_Exercise description_: Write out all of the data without omission, exactly as shown.
---- The input
PR #563, opened 2015-05-04
[bug 1161144] Implement suggest framework

willkg:
This implements a suggest framework that allows us to have a series of
Providers which offer suggested links to list on the Thank You page
after a user has given us feedback. Initially, we'll use this to generate
links for sad feedback based on SUMO data. We can additionally use this
for other purposes such as soliciting additional information based on
trigger words.

The world will be our oyster.

r?

### DIFF
--- a/fjord/base/plugin_utils.py
+++ b/fjord/base/plugin_utils.py
@@ -1,0 +1,45 @@
+import logging
+
+from django.utils.module_loading import import_string
+
+
+def load_providers(provider_list, logger=None):
+    """Loads providers in the provided list
+
+    :arg provider_list: list of Python dotted module paths; the provider
+        class should be the last name in the path
+
+    :arg logger: (optional) logger to log to for errors
+
+    :returns: list of providers.
+
+    >>> load_providers(['some.path.Class', 'some.other.path.OtherClass'])
+    [<Class>, <OtherClass>]
+
+    .. Note::
+
+       All exceptions when importing and loading providers are
+       swallowed and logged as errors. Providers that don't import or
+       don't load are not returned in the return list.
+
+    """
+    if logger is None:
+        logger = logging.getLogger('i.plugin_utils')
+
+    provider_objects = []
+    for provider in provider_list:
+        try:
+            # Import the class and instantiate it.
+            provider_objects.append(import_string(provider)())
+        except Exception:
+            logger.exception('Provider {0} failed to import'.format(provider))
+
+    providers = []
+    for provider in provider_objects:
+        try:
+            provider.load()
+            providers.append(provider)
+        except Exception:
+            logger.exception('Provider {0} failed to load'.format(provider))
+
+    return providers
--- a/fjord/suggest/apps.py
+++ b/fjord/suggest/apps.py
@@ -1,0 +1,19 @@
+import logging
+
+from django.apps import AppConfig
+from django.conf import settings
+
+from fjord.suggest import _PROVIDERS
+from fjord.base.plugin_utils import load_providers
+
+
+logger = logging.getLogger('i.suggest')
+
+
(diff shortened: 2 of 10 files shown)


willkg:
I'm interested in thoughts and comments. There isn't much test-wise, but there isn't much code, yet, either.

Thoughts?

fjord/suggest/utils.py
```diff
@@ -0,0 +1,20 @@
+import logging
+
+from fjord.suggest import get_providers
+
+
+logger = logging.getLogger('i.suggest')
+
+
+def get_suggestions(response):
+    """Given a feedback response, returns an ordered list of suggestions"""
```
willkg: I haven't figured out how to do "ordered" here. Right now it's ordered in the sense that the list of providers add suggestions in order of providers in `SUGGEST_PROVIDERS`. I think I might keep it that way, but it does create some scaling problems.

What happens if we get 20 suggestions back? We can't show them all on the Thank You page, so we'll have to trim the list. Do we want the 5 most important ones? If so, how do we order by importance? Etc.

Pushing most of that off for now since we're no where near that scenario, yet.

fjord/suggest/utils.py
```diff
@@ -0,0 +1,20 @@
...
+    suggestions = []
+
+    for prov in get_providers():
+        try:
+            suggestions.extend(prov.get_suggestions(response))
```
rlr: I think this is the first time I see extend. My learning for the day :+1:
--------
_Answer below_:
PR #563, opened 2015-05-04
[bug 1161144] Implement suggest framework

willkg:
This implements a suggest framework that allows us to have a series of
Providers which offer suggested links to list on the Thank You page
after a user has given us feedback. Initially, we'll use this to generate
links for sad feedback based on SUMO data. We can additionally use this
for other purposes such as soliciting additional information based on
trigger words.

The world will be our oyster.

r?

### DIFF
--- a/fjord/base/plugin_utils.py
+++ b/fjord/base/plugin_utils.py
@@ -1,0 +1,45 @@
+import logging
+
+from django.utils.module_loading import import_string
+
+
+def load_providers(provider_list, logger=None):
+    """Loads providers in the provided list
+
+    :arg provider_list: list of Python dotted module paths; the provider
+        class should be the last name in the path
+
+    :arg logger: (optional) logger to log to for errors
+
+    :returns: list of providers.
+
+    >>> load_providers(['some.path.Class', 'some.other.path.OtherClass'])
+    [<Class>, <OtherClass>]
+
+    .. Note::
+
+       All exceptions when importing and loading providers are
+       swallowed and logged as errors. Providers that don't import or
+       don't load are not returned in the return list.
+
+    """
+    if logger is None:
+        logger = logging.getLogger('i.plugin_utils')
+
+    provider_objects = []
+    for provider in provider_list:
+        try:
+            # Import the class and instantiate it.
+            provider_objects.append(import_string(provider)())
+        except Exception:
+            logger.exception('Provider {0} failed to import'.format(provider))
+
+    providers = []
+    for provider in provider_objects:
+        try:
+            provider.load()
+            providers.append(provider)
+        except Exception:
+            logger.exception('Provider {0} failed to load'.format(provider))
+
+    return providers
--- a/fjord/suggest/apps.py
+++ b/fjord/suggest/apps.py
@@ -1,0 +1,19 @@
+import logging
+
+from django.apps import AppConfig
+from django.conf import settings
+
+from fjord.suggest import _PROVIDERS
+from fjord.base.plugin_utils import load_providers
+
+
+logger = logging.getLogger('i.suggest')
+
+
(diff shortened: 2 of 10 files shown)


willkg:
I'm interested in thoughts and comments. There isn't much test-wise, but there isn't much code, yet, either.

Thoughts?

fjord/suggest/utils.py
```diff
@@ -0,0 +1,20 @@
+import logging
+
+from fjord.suggest import get_providers
+
+
+logger = logging.getLogger('i.suggest')
+
+
+def get_suggestions(response):
+    """Given a feedback response, returns an ordered list of suggestions"""
```
willkg: I haven't figured out how to do "ordered" here. Right now it's ordered in the sense that the list of providers add suggestions in order of providers in `SUGGEST_PROVIDERS`. I think I might keep it that way, but it does create some scaling problems.

What happens if we get 20 suggestions back? We can't show them all on the Thank You page, so we'll have to trim the list. Do we want the 5 most important ones? If so, how do we order by importance? Etc.

Pushing most of that off for now since we're no where near that scenario, yet.

fjord/suggest/utils.py
```diff
@@ -0,0 +1,20 @@
...
+    suggestions = []
+
+    for prov in get_providers():
+        try:
+            suggestions.extend(prov.get_suggestions(response))
```
rlr: I think this is the first time I see extend. My learning for the day :+1:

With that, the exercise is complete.